2008 Joint Meeting of The Geological Society of America, Soil Science Society of America, American Society of Agronomy, Crop Science Society of America, Gulf Coast Association of Geological Societies with the Gulf Coast Section of SEPM

Paper No. 1
Presentation Time: 8:00 AM

Geophysical Characterization of Natural Free Convection in a Coastal Sabkha


VAN DAM, Remke L.1, SIMMONS, Craig T.2, HYNDMAN, David W.3 and WOOD, Warren W.1, (1)Department of Geological Sciences, Michigan State University, 206 Natural Science Building, East Lansing, MI 48824, (2)School of Chemistry, Physics and Earth Sciences, Flinders University, GPO Box 2100, Adelaide, 5001, Australia, (3)Department of Geological Sciences, Michigan State University, East Lansing, MI 48824, rvd@msu.edu

Density variations in groundwater due to differences in solute concentrations or temperatures may result in instabilities when a dense fluid overlies a less dense fluid.

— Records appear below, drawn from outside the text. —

PR #898, opened 2017-02-26
Make pylint happier and fix bug in configure

webmaster128:
This fixes 30 pylint warnings and fixes a (minor) variable bug found by pylint.


randombit:
LGTM, thanks! `InfoFile` class is a good addition here.

Issue #896, opened 2017-02-25
FFI test error


nunojpg:
While running botan-test I had a FFI error of the kind "botan_privkey_export_encrypted".

Then I repeated the test and it passed.

Unfortunately I lost the console output and so don't have the seed for this particular test that failed.

Is there a simple way with botan-test to run this test only in a loop until it (hopefully) fails, to increase the chance to find the bug?

Thanks!

randombit:
If you run `botan-test ffi` it will just run the FFI tests, normally if I am trying to replicate an occasional failure I do something like

```
for i in $(seq 1 1000)
do
  ./botan-test ffi | tee -a test_output.log
done
```

and scan the log for failures after. I'm running this now, the FFI tests seem to take 6-7 seconds to complete on my system so it may take a while to replicate.

An option for `botan-test` telling it to run certain tests N times and fail on the first error would be useful for tracking down problems like this.

nunojpg:
Why doesn't it just return a error exit status if there is any failure in any test it run? that way the shell script becomes trivial.

randombit:
Good point, actually `main` in `botan-test` already returns the number of tests that failed so an early exit from the loop is easy.

nunojpg:
I will also run the test, but close this issue for now as it is not (yet) reproducible.

Thanks.

nunojpg:
6 minutes after...


Testing Botan 2.0.1 (unreleased, revision git:2142cf8de355a2c442922e02696ee8e26449f5e6, distribution unspecified)
Starting tests rng:HMAC_DRBG with seed '14A6D65E20AE03BB'
FFI ran 253 tests all ok
Tests complete ran 253 tests in 8.81 sec all tests ok
Testing Botan 2.0.1 (unreleased, revision git:2142cf8de355a2c442922e02696ee8e26449f5e6, distribution unspecified)
Starting tests rng:HMAC_DRBG with seed '14A6D6602E2000D8'
FFI ran 253 tests 1 FAILED
Failure 1: FFI botan_privkey_export_encrypted unexpectedly failed with error code -10
Note 1: FFI PBKDF timed 10 ms 10000 iterations 100 ms 20000 iterations
Tests complete ran 253 tests in 10.13 sec 1 tests failed
Error: Test error Test suite failure

randombit:
I am unable to replicate with either seed, using a clean rebuild of the same commit :(

[...]

PR #899, opened 2017-02-26
Add ability to specify iterations when encrypting a private key

randombit:
Fixes GH #896 among other related issues.


randombit:
Realized since this PR extends FFI interface we need a new version code there, and so probably some changes to `botan.py` so that it can handle either FFI version correctly.

Issue #730, opened 2016-11-17
Using PKCS#11 with TLS


securitykernel:
This is a follow-up of #725, where @mouse07410 asked about using PKCS#11 objects with TLS. Correct me if I'm wrong, but from my understanding it should already be possible to have a TLS server with the server's long-term key stored in a PKCS#11 device, now as the PK ops are tied to the `Private_Key` and `Public_Key` objects (which was introduced in #625). All you have to do is to create a PKCS11 key, e.g., a `PKCS11_RSA_PrivateKey`, and return it from `Credentials_Manager::private_key_for()`. `TLS_Server` will forward it to `PK_Signer`, which will select and sign with the PK signature op returned by `PKCS11_RSA_PrivateKey::create_signature_op()`.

Such conditions may be present below salt lakes, saline disposal basins, and contaminant plumes. Laboratory studies and numerical models have predicted that in situations where the convective flux is much more rapid than diffusion, free convection should occur. Although numerous field observations are consistent with theoretical work, until now there has been no convincing primary field evidence that shows the spatial patterns of fingering. Here, we present recent geophysical measurements that for the first time document complex fingering beneath a sabkha in the Emirate of Abu Dhabi. The sabkha material consists of uncemented and uniform fine sand with a porosity of ~38% and a uniform hydraulic conductivity at 1.0±0.2 m/day. A potential driver for instabilities in this system is evaporation of groundwater leading to an increased salinity of the water table and formation of halite at the sabkha surface. Redissolution of halite and recharge of higher density water during significant rain events then creates the necessary density inversion conditions for convection. We characterized the system in March 2008, about 2 months after a ~100 mm rain event, using electrical resistivity (ER) and time- and frequency-domain electromagnetic methods. Geophysical sounding data are consistent with a model of lower TDS water entering the sabkha from lower formations. ER imaging data collected in dipole-dipole configuration show a low resistivity zone at the top of the water table, from which distinct fingers protrude in a higher resistive background. The fingering occurs at scales predicted by theoretical analyses.